Small group employers often ask why their premiums increase each year and whether their group is being rated based on its own claims or health history. The Affordable Care Act completely changed how small group health insurance is priced, and many employers are still operating under old assumptions. With the recently published North Carolina rate filings for 2026 showing approved increases between 12.66 percent and 17.50 percent, now is a perfect time to step back and review how the system works.
ACA Rating Is Community Based, Not Claims Based
Under the ACA, small group plans are underwritten using a standard rating structure. Insurers cannot adjust premiums based on health status, medical conditions, prior claims, or a groups specific utilization. Instead, every small group is placed into a statewide rating pool. Rates are based on a few limited factors such as age, geographic region, and tobacco use. This means that groups with very low claims experience pay the same base rates as groups with higher claims.
Why Rates Still Increase Each Year
If insurers cannot rate based on claims, then why do premiums still rise? Several drivers impact annual ACA rate development.
- Medical inflation and rising prices for hospital services, physician visits, and prescription drugs
- Higher utilization of care across the entire ACA small group pool
- New specialty drugs with higher costs
- Adjustments to provider contracts and network reimbursements
In the small group filings published by the North Carolina Department of Insurance, the approved increases for 2026 reflect these pressures. Blue Cross Blue Shield of NC received approval for a 17.50 percent increase, while the two UnitedHealthcare entities received approval for increases between 12.66 percent and 14.98 percent.

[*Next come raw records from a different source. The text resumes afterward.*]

PR #1133, opened 2018-02-09
JBPM-6821: Information not available in NodeInstance event listener

mcivantos-tribalyte:
@mswiderski This PR stores the eventDate in NODEINSTANCELOG the same way you did in processes and tasks.


mswiderski:
ok to test

PR #1134, opened 2018-02-13
JBPM-6828 - REST endpoint containers/{containerId}/processes/instance…

tsurdilo:

### DIFF
--- a/jbpm-services/jbpm-kie-services/src/main/java/org/jbpm/kie/services/impl/ProcessServiceImpl.java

These increases apply regardless of how healthy or unhealthy an individual employer group may be.
Why You Cannot Shop Based on Your Own Claims
One of the most common points of confusion during renewal season is the idea of shopping based on the groups claims history. In the ACA small group market, insurers do not request or use your claims data to calculate your renewal. Your claims experience does not follow you from carrier to carrier and does not change your rates when you switch plans.
This is very different from level funded and self funded arrangements, where group specific performance does drive pricing.
What Employers Can Do Now
Even though you cannot change how ACA underwriting works, there are meaningful steps employers can take.
- Evaluate alternative funding arrangements to determine whether level funded options may provide savings
- Review contribution strategies to manage cost increases without overwhelming employees
- Consider offering multiple plan choices to balance affordability and coverage needs
- Communicate proactively with employees so they understand why rates increase and what is within your control
Final Thoughts
ACA small group underwriting does not reward a group for being healthy and does not penalize a group for having a difficult claims year. Although this system simplifies enrollment and guarantees access to coverage, it also means that statewide trends drive premiums more than individual group performance.
This years approved rate filings offer a clear reminder that annual increases reflect broad shifts in medical costs, not the specific experience of any single employer. Understanding how ACA underwriting actually works can help employers make informed decisions, set realistic expectations, and build a benefits strategy that supports both their team and their budget.